ID of the dataset to be used. If not provided, the test will default an internal attack dataset, which is a dataset comprising of 50 adversarial prompts.

If using a custom dataset, ensure that the dataset has the following columns:

  • "goal": the prompt
  • "target": the target column

grid | optional List[Dict[str, List[str | float | int]]]

Grid of hyperparameters supported for this attack


Hyperparameters

ParamTypeDescription
temperaturefloatModel temperature, controls model randomness, should be > 0

Returns

Test object.

Example

test_info = dfl.create_adaptive_jailbreak_test(
name="create_adaptive_jailbreak_test_{}".format(SLUG).format(),
model_key=model.key,
compute=CPUConfig(cpu_count=1, memory_count=2),
grid=[
{
"temperature": [0],
}
],
)

Create Policy Jailbreak Test

create_policy_jailbreak_test(name, model_key, compute, dataset_id?, grid?)

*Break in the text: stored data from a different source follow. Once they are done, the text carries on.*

PR #1294, opened 2022-05-30
Add procedure to remove task by ID

maximiliankolb:
This PR adds a procedure to delete tasks by ID.

Cherry-pick into:

* [x] Foreman 3.3
* [x] Foreman 3.2
* [x] Foreman 3.1

### DIFF
--- a/guides/common/modules/proc_deleting_a_task_by_id.adoc
+++ b/guides/common/modules/proc_deleting_a_task_by_id.adoc
@@ -1,0 +1,32 @@
+[id="Deleting_a_Task_by_ID_{context}"]
+= Deleting a Task by ID
+
+You can delete tasks by ID, for example if you have submitted confidential data by mistake.
+
+.Procedure
+. Connect to your {ProjectServer} using SSH:
++
+[options="nowrap", subs="+quotes,verbatim,attributes"]
+----
+# ssh root@{foreman-example-com}
+----
+. Optional: View the task:
++
+[options="nowrap", subs="+quotes,verbatim,attributes"]
+----
+# hammer task info --id _My_Task_ID_
+----
+. Delete the task:
++
+[options="nowrap", subs="+quotes,verbatim,attributes"]
+----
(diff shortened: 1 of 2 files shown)


guides/common/modules/proc_deleting_a_task_by_id.adoc
```diff
@@ -0,0 +1,32 @@
...
+# foreman-rake foreman_tasks:cleanup TASK_SEARCH="id=_My_Task_ID_"
+----
+. Optional: Ensure the task has been removed from {ProjectServer}:
++
+[options="nowrap", subs="+quotes,verbatim,attributes"]
+----
+# hammer task info --id _My_Task_ID_
+----
++
+Note that this command returns a non-zero exit code.
```
melcorr, line 32: What does this mean to the user?

maximiliankolb: So potentially, your terminal emulator aka shell bleeps or marks your command prompt red if the previous command does not have zero as return code:

Screenshot 2022-05-30 at 17 01 27

false returns 1, true returns zero, `$?` is the return code of the previously executed command.

By definition, anything non-zero means it failed. Users should always stop their procedure and investigate if a command returns anything else than zero.

melcorr:
```suggestion
Note that because the task is deleted, this command returns a non-zero exit code.
```
Can we change to something like this?

maximiliankolb: Applied.

melcorr (approved):
Thank you for this!

melcorr:
Please cherry-pick!

maximiliankolb:
Cherry-picked: ✅ 
   9d929804..1fdefac9  3.1 -> 3.1
   ef9bf74b..d397b381  3.2 -> 3.2
   62103073..a3360b27  3.3 -> 3.3

PR #1296, opened 2022-05-31
Find unused modules

maximiliankolb:
Provide a script to find potentially unused source files.


maximiliankolb:
Sure. This was a first PoC. I might be able to create a PR Friday or next week to have a look at all files that the script returns. Should be rather straight forward.

PR #1299, opened 2022-06-02
Setup authentication token from SCC Manager

maximiliankolb:
This is necessary on instances running Katello 4.3+ and Foreman SCC
Manager plugin 1.8.20+.

cc @nadjaheitmann

Cherry-pick into:

* [x] Foreman 3.3

### DIFF
--- a/guides/common/modules/proc_installing-the-scc-manager.adoc
+++ b/guides/common/modules/proc_installing-the-scc-manager.adoc
@@ -22,6 +22,7 @@ Perform the following steps to install the _SCC Manager_ plug-in on your {Projec
 ----
 # foreman-rake db:migrate
 # foreman-rake db:seed
+# foreman-rake foreman_scc_manager:setup_authentication_tokens
 ----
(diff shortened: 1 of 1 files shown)


guides/common/modules/proc_installing-the-scc-manager.adoc
```diff
@@ -22,6 +22,7 @@ Perform the following steps to install the _SCC Manager_ plug-in on your {Projec
 ----
 # foreman-rake db:migrate
 # foreman-rake db:seed
+# foreman-rake foreman_scc_manager:setup_authentication_tokens
```
nadjaheitmann, line 25: Actually, it is only necessary to run the command if you are already running Katello < 4.3 with SCC manager version 1.8.20 and THEN upgrade Katello to 4.3 and up.

maximiliankolb:
Nadja und I decided that the best place for this is probably the readme in foreman_scc_manager.

PR #3143, opened 2024-07-17
Unify the Client repo prerequisites

Lennonka:
These two prerequisites are very frequent and they deserve snippets so that the wording is consistent and we can edit it in a single place.

One is for registered hosts, the other for AKs.

* [x] Foreman 3.9/Katello 4.11 (Satellite 6.15; orcharhino 6.8/6.9)
* [x] Foreman 3.6/Katello 4.8


maximiliankolb (approved):
LGTM

guides/common/attributes-base.adoc
```diff
@@ -106,9 +106,10 @@
 :postgresql-conf-dir: {postgresql-data-dir}
 :postgresql-log-dir: {postgresql-data-dir}/log
 :PIV: PIV
-:project-client-name: https://yum.theforeman.org/client/{ProjectVersion}/
-:project-client-RHEL7-url: https://yum.theforeman.org/client/{ProjectVersion}/el7/x86_64/foreman-client-release.rpm
-:project-client-RHEL8-url: https://yum.theforeman.org/client/{ProjectVersion}/el8/x86_64/foreman-client-release.rpm
+:project-client-url: https://yum.theforeman.org/client/{ProjectVersion}
+:project-client-name: {project-client-url}[Foreman Client]
```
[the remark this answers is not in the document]
Lennonka: I don't think so. For both vanilla Foreman and Foreman+Katello, it's the same Foreman Client repository, isn't it?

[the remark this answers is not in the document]
maximiliankolb: Ah yes, you're correct. :+1:

guides/common/attributes-base.adoc
```diff
@@ -106,9 +106,10 @@
...
+:project-client-RHEL7-url: {project-client-url}/el7/x86_64/foreman-client-release.rpm
+:project-client-RHEL8-url: {project-client-url}/el8/x86_64/foreman-client-release.rpm
```
ekohl, line 112: Upstream we have EL repos so I'd prefer to rename them to `project-client-url-el$version`. That way you can simply grep for `project-client-url` and find all usages without having to resort to some regex.

guides/common/attributes-base.adoc
ekohl, line 110: I always thought it was confusing that `project-client-name` holds the URL in upstream where in Satellite it's actually a name. Adding a label looks like a decent workaround.

guides/common/modules/proc_enabling-the-project-client-name-repository.adoc
```diff
@@ -1,7 +1,7 @@
 [id="enabling-the-project-client-name-repository_{context}"]
 = Enabling the {project-client-name} repository
 
-Enable the {Team} {project-client-name} repository for every major version of {RHEL} that you intend to run on your hosts.
+Enable the {project-client-name} repository for every major version of {RHEL} that you intend to run on your hosts.
```
ekohl, line 4: Should we generalize this while we're at it? Shouldn't make a difference for Satellite, but makes things clearer for upstream.
```suggestion
Enable the {project-client-name} repository for every major version of {EL} that you intend to run on your hosts.
```

Lennonka:
When checking the outputs, I've realized that it's not that simple. There are actually two cases - one with AKs before registration or provisioning, and the second one for registered/provisioned hosts. So I'm going to remake it...

guides/common/attributes-satellite.adoc
```diff
@@ -155,7 +155,7 @@
 // Used in downstream guides
 :RepoRHEL7ServerSoftwareCollections: rhel-server-rhscl-7-rpms
 
-:project-client-name: Satellite Client 6
+:project-client-name: Red Hat Satellite Client 6
 :project-client-RHEL7-url: {RepoRHEL7ServerSatelliteToolsProjectVersion}
 :project-client-RHEL8-url: {RepoRHEL8ServerSatelliteToolsProjectVersion}
```
ekohl, line 160: To make it even more confusing, this attribute is the reverse of `project-client-name`: in upstream it's the URL where in downstream it's the name. I'm starting to get a feeling that we shouldn't attempt to reuse the attributes between upstream and downstream since they're fundamentally different and used in different contexts.

What if we undefine `project-client-RHEL7-url` in this guide (you can do that with asciidoc, right?) to make sure it errors out if it's used. Then simply use `RepoRHEL7ServerSatelliteToolsProjectVersion` where it is needed.

ekohl (commented):
Feel free to ignore my comments, but these are some long standing annoyances I have with the current attributes.

guides/common/attributes-satellite.adoc
Lennonka: I would actually prefer to remove the `*rhel*-url`s altogether and replace them with the Sat attributes. They're only used in 3 places in total.

guides/common/modules/snip_prerequisite-project-client-repository.adoc
```diff
@@ -0,0 +1,2 @@
+* {project-client-name} repository for the operating system version of the host is synchronized on {ProjectServer} and enabled in the activation key you use.
```
Lennonka, line 1: @ekohl Help me out here, please, if you can. Will this wording work also for hosts that are already registered? Assuming the host has an AK assigned, can I tell the user to enable the repo in the AK and it will available on the host without further steps?

I might be overthinking this, but I got stuck on it :laughing:

guides/common/attributes-base.adoc
Lennonka: As I say below, I would just do a quick process and annihilate these.

guides/common/attributes-satellite.adoc
ekohl: Well, that's sort of what I was suggesting. Except I had still assumed we needed them upstream. But you're right that the `rhel` part doesn't make sense since in upstream we prefer `el`.

guides/common/modules/proc_deploying-a-policy-on-a-host-using-ansible.adoc
```diff
@@ -15,7 +15,8 @@ ifndef::satellite[]
 For more information, see xref:Installing_the_OpenSCAP_plugin_{context}[].
 endif::[]
 include::snip_prerequisite-rhel-repositories.adoc[]
```
ekohl, line 17: This is really incorrect for upstream. In non-Katello you can't even sync content but in upstream you can't assume they run RHEL.

guides/common/modules/snip_prerequisite-project-client-repository.adoc
ekohl: I'm not an expert on content and normally look at @jeremylenz or @ianballou.

Normally I'd say something like this is at least needed.
```suggestion
ifdef::foreman-el[]
* {project-client-name} repository is available on the host.
endif::[]
ifndef::foreman-el[]
* {project-client-name} repository for the operating system version of the host is synchronized on {ProjectServer} and enabled in the activation key you use.
endif::[]
```

And the link below is also invalid for `foreman-el`.

guides/common/modules/proc_deploying-a-policy-on-a-host-using-ansible.adoc
Lennonka: I'm planning to work on this in another PR. Not the scope of this PR.

guides/common/modules/snip_prerequisite-project-client-repository.adoc
jeremylenz: @Lennonka No, if a host is already registered, changes to its activation key will have no effect on the host. I'd suggest maybe just "enabled for the host". I'm on the fence as to whether more elaboration is needed here about content overrides.

Lennonka: @jeremylenz Thank you! The content overrides would be [this one](https://docs.theforeman.org/nightly/Managing_Content/index-katello.html#Changing_the_Repository_Sets_Status_for-a-Host-in_foreman_content-management), right?

jeremylenz: Yep, that's where you'd set content overrides for a host. (They can also be set on activation keys, but note my original comment above.)

guides/common/modules/proc_deploying-a-policy-on-a-host-using-ansible.adoc
Lennonka: -> https://github.com/theforeman/foreman-documentation/pull/3159

guides/common/attributes-satellite.adoc
Lennonka: -> #3160

Lennonka:
Mind taking one more look?

maximiliankolb (approved):
ACK; handing over to Ewoud

Lennonka:
Rebased.

Since there were no further comments over the last two weeks, I'm merging it.

Lennonka:
Cherry-picked:
- 8df3d18869..170b9dab2b  3.11 -> 3.11
- 7800f5c976..ee3a20f55a  3.10 -> 3.10
- 4b62fe4c08..d5667abd72  3.9 -> 3.9
- afedcd515f..0a773fa7e2  3.8 -> 3.8
- 385d32af61..fe014ad22e  3.7 -> 3.7

I've decided not to cherrypick further because there are too many conflicts.

PR #3144, opened 2024-07-17
Change "product" to "Product"

apinnick:
Changed "product" to "Product" to align with RHSSG. Not sure whether we do the same for SUSE.

* [ ] Foreman 3.6/Katello 4.8

### DIFF
--- a/guides/common/modules/proc_adding-an-scc-account.adoc
+++ b/guides/common/modules/proc_adding-an-scc-account.adoc
@@ -20,23 +20,23 @@ Add the GPG public key for SLES 15 SP3 from https://www.suse.com/support/securit
 By default, it is set to `\https://scc.suse.com`.
 . Optional: Set a *Sync interval* to periodically update the SCC authentication tokens.
 Note that this does not refer to synchronizing content to {Project}.
-. Optional: In the *Use GPG key for SUSE products* field, you can select the previously created content credential to automatically add a GPG public key to your SUSE products.
+. Optional: In the *Use GPG key for SUSE products* field, you can select the previously created content credential to automatically add a GPG public key to your SUSE Products.
 `zypper` automatically verifies the signatures of each software package to ensure their authenticity.
 +
 [NOTE]
 ====
 You can also set the GPG public key for repositories from SUSE at a later stage.
-However, changing it does not affect already synchronized products.
-If you already have synchronized products in {Project}, navigate to *Content > Products* and replace the GPG key in each respective product.
+However, changing it does not affect already synchronized Products.
+If you already have synchronized Products in {Project}, navigate to *Content > Products* and replace the GPG key in each respective Product.
 ====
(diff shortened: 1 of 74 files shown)


ekohl (commented):
As I mentioned in private: I think we should treat `product` the same as `content view` and `lifecycle environment`. Perhaps this is my engineer's view, but all of them are models in Katello. Since it was decided that `content view` and `lifecycle environment` should be lower cased, I think `product` should also be lower case.

guides/common/modules/proc_adding-an-scc-account.adoc
```diff
@@ -20,23 +20,23 @@ Add the GPG public key for SLES 15 SP3 from https://www.suse.com/support/securit
 By default, it is set to `\https://scc.suse.com`.
 . Optional: Set a *Sync interval* to periodically update the SCC authentication tokens.
 Note that this does not refer to synchronizing content to {Project}.
-. Optional: In the *Use GPG key for SUSE products* field, you can select the previously created content credential to automatically add a GPG public key to your SUSE products.
+. Optional: In the *Use GPG key for SUSE products* field, you can select the previously created content credential to automatically add a GPG public key to your SUSE Products.
```
asteflova, line 23: Stating the obvious: product/Product is capitalized inconsistently on this line. I don't have a VM with the right plug-in available so I can't check the context but it does look like "Product" is the right choice here too. Perhaps we could change the label of that field in the web UI? I suppose the PR should be simple, except that I can't find the right place in the code.

maximiliankolb (approved):
diff LGTM

maximiliankolb:
> As I mentioned in private: I think we should treat `product` the same as `content view` and `lifecycle environment`. Perhaps this is my engineer's view, but all of them are models in Katello. Since it was decided that `content view` and `lifecycle environment` should be lower cased, I think `product` should also be lower case.

While reviewing this PR, I had the same feeling (the other way around: capitalize repository, CV, and LE etc). Some sentences that contain "Product" and any other entity such as repository feel weird to read and make you wonder if there's a mistake in capitalization.

However, I am still OK with this change.

asteflova:
Looking into the [PatternFly style guide](https://www.patternfly.org/ux-writing/capitalization#red-hat-product-uis):

> Capitalize product feature names when they’re used as proper nouns or when they refer to a capitalized UI term (like a navigation item). Write them in lowercase when they’re used to describe generic concepts. For example:

> “Add a source by going to Settings > Sources.” "Check the Sources table for status."
> 
> Button text: "Add source"
> 	
> “Sources” is only capitalized when it directly refers to a subsection, feature, or location in the UI. "Source" is lowercase in the button text because button labels should always be in sentence case.

If I'm reading this right, it would mean lowercase for product/LE/CV/repository when used in regular sentences in docs.

apinnick:
I am closing this PR pending discussion about Product vs product.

Create a policy jailbreak test on a model

Method Parameters

name | required string

Test identifier name.


model_key | required string

Unique identifier of model object that test will be run on.


compute | required GPUSpecification | CPUSpecification

Compute specification identifying CPU or GPU configurations for the test.


dataset_id | optional str

Id of the dataset to be used. If not provided, the test will default to the v0 dataset, which is a small dataset with 50 prompts for testing purposes:

https://github.com/patrickrchao/JailbreakingLLMs/blob/main/data/harmful_behaviors_custom.csv

If using a custom dataset, ensure that the dataset has the following columns:

  • "goal": the prompt
  • "category": the category of the prompt
  • "shortened_prompt": the goal column shortened to 1-2 words (used for encoding attack and ascii art attack)
  • "gcg": the prompt that includes the gcg suffix

grid | optional List[Dict[str, List[str | float | int]]]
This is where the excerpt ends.